Abramsky has published over two hundred publications and his h-index was 57 as of October 2019.
- 1986. Strictness analysis for higher-order functions. (with GL Burn, C Hankin). Science of Computer Programming.
- 1990. The Lazy Lambda Calculus. Research Topics in Functional Programming.
- 1993. Computational Interpretations of Linear logic. in Theoretical Computer Science 111
- 1994. Domain Theory. (with A Jung). in Handbook of Logic in Computer Science 3.
- 1996. Interaction categories and the foundations of typed concurrent programming. (with S Gay and R Nagarajan). NATO ASI SERIES F COMPUTER AND SYSTEMS SCIENCES 152
- 1997. Specifying interaction categories. (with D Pavlović). Category Theory and Computer Science
- 2002. Geometry of interaction and linear combinatory algebras. (with E Haghverdi and P Scott). Mathematical Structures in Computer Science 12 (5)
- 2003. Sequentiality vs. concurrency in games and logic. Mathematical Structures in Computer Science 13 (4)

Some of the later works of Abramsky include:
- 2010. Introduction to categories and categorical logic. (with N. Tzevelekos). In New Structures for Physics. Springer.
- 2012. Logical Bell Inequalities. (with Lucien Hardy). In Physical Review A. Vol. 85. No. ARTN 062114.
- 2013. Robust Constraint Satisfaction and Local Hidden Variables in Quantum Mechanics. (with G. Gottlob and P. Kolaitis). IJCAI.

==Awards and honours==
Abramsky is a Fellow of the Royal Society (2004), a Fellow of the Royal Society of Edinburgh (2000), and a Member of Academia Europaea (1993). He is a member of the editorial boards of the North Holland Studies in Logic and the Foundations of Mathematics, and of the Cambridge Tracts in Theoretical Computer Science. He was general chair of LiCS 2000–2003, and is a member of the LiCS Organizing Committee.

- He was awarded the EATCS Award in 2024 which is given for contributions to theoretical computer science over a life long career. Among his work mentioned in the laudation are his contributions to domain theory, game semantics, and categorical approach to quantum computation and information.
- He was elected Fellow of ACM (2014) For contributions to domains in logical form, game semantics, categorical quantum mechanics, and contextual semantics.
- He was awarded the BCS Lovelace Medal in 2013
- Three of his papers won the LiCS Test-of-Time award (a 20-year retrospective):
  - Samson Abramsky. "Domain theory in Logical Form" (1987). The award was presented at LiCS 2007.
  - Samson Abramsky, Kohei Honda and Guy McCusker. "A Fully Abstract Game Semantics for General References" (1998). The award was presented at LiCS 2018.
  - Samson Abramsky and Bob Coecke. "A categorical semantics of quantum protocols." (2004). The award was presented at LiCS 2024.
- He was awarded an EPSRC Senior Research Fellowship on Foundational Structures and Methods for Quantum Informatics in 2007.
- Fellow of the Royal Society (2004)
- Fellow of the Royal Society of Edinburgh (2000)

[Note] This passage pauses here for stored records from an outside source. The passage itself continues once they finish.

PR #2423, opened 2019-12-05
Implement ZIO#fromFutureInterrupt

### LINKED ISSUE #2419: Add ZIO.fromFutureInterrupt
Add a method `ZIO.fromFutureInterrupt((ec: ExecutionContext) => ... : Future[A])`, which passes it a specially crafted `ExecutionContext`, which will disable `submit` when the parent ZIO effect has been interrupted. This will allow interruption of running `Future`, albeit without any guarantee of resource cleanup, and without any interruption between async boundaries.

adamgfraser:
Resolves #2419.

### DIFF
--- a/core-tests/shared/src/test/scala/zio/ZIOSpec.scala
+++ b/core-tests/shared/src/test/scala/zio/ZIOSpec.scala
@@ -494,16 +494,20 @@ object ZIOSpec extends ZIOBaseSpec {
     ),
     suite("fromFutureInterrupt")(
       testM("running Future can be interrupted") {
+        import java.util.concurrent.atomic.AtomicInteger
+        import scala.concurrent.{ ExecutionContext, Future }
+        def infiniteFuture(ref: AtomicInteger)(implicit ec: ExecutionContext): Future[Nothing] =
+          Future(ref.getAndIncrement()).flatMap(_ => infiniteFuture(ref))
         for {
-          p1     <- ZIO.effectTotal(scala.concurrent.Promise[Unit])
-          p2     <- ZIO.effectTotal(scala.concurrent.Promise[Unit])
-          fiber  <- ZIO.fromFutureInterrupt(ec => p1.future.map(p2.success)(ec)).fork
-          _      <- fiber.interrupt
-          _      <- ZIO.effectTotal(p1.success(()))
-          result <- ZIO.effectTotal(p2.isCompleted)
-        } yield assert(result, isFalse)
+          ref   <- ZIO.effectTotal(new AtomicInteger(0))
+          fiber <- ZIO.fromFutureInterrupt(ec => infiniteFuture(ref)(ec)).fork
+          _     <- fiber.interrupt
+          v1    <- ZIO.effectTotal(ref.get)
+          _     <- Live.live(clock.sleep(10.milliseconds))
+          v2    <- ZIO.effectTotal(ref.get)
+        } yield assert(v1, equalTo(v2))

Abramsky's nomination for the Royal Society reads:

Samson Abramsky is distinguished for seminal contributions to the mathematical foundations of computation. His outstanding achievement is his development of Game Semantics as a theory of computational processes which exposes the mathematical structure of the information flow between them. This has led to powerful applications in the study of programming languages, offering decisive new insights into the nature of sequentiality, state, control, and many other computational features. It is now leading in turn to new developments in computer-assisted program analysis and verification. An important strand, which also stands as a contribution to logic, is a generalisation of Girard's Geometry of Interaction, leading to a new genre of full completeness theorems, which characterise the 'space of proofs' of a logic. Previously, Abramsky made important contributions to abstract interpretation, domain theory, lambda calculus and concurrency. He continues to shed light over a broad range of topics by sharp and creative insights, breaking new ground, and bringing order and unity to existing work.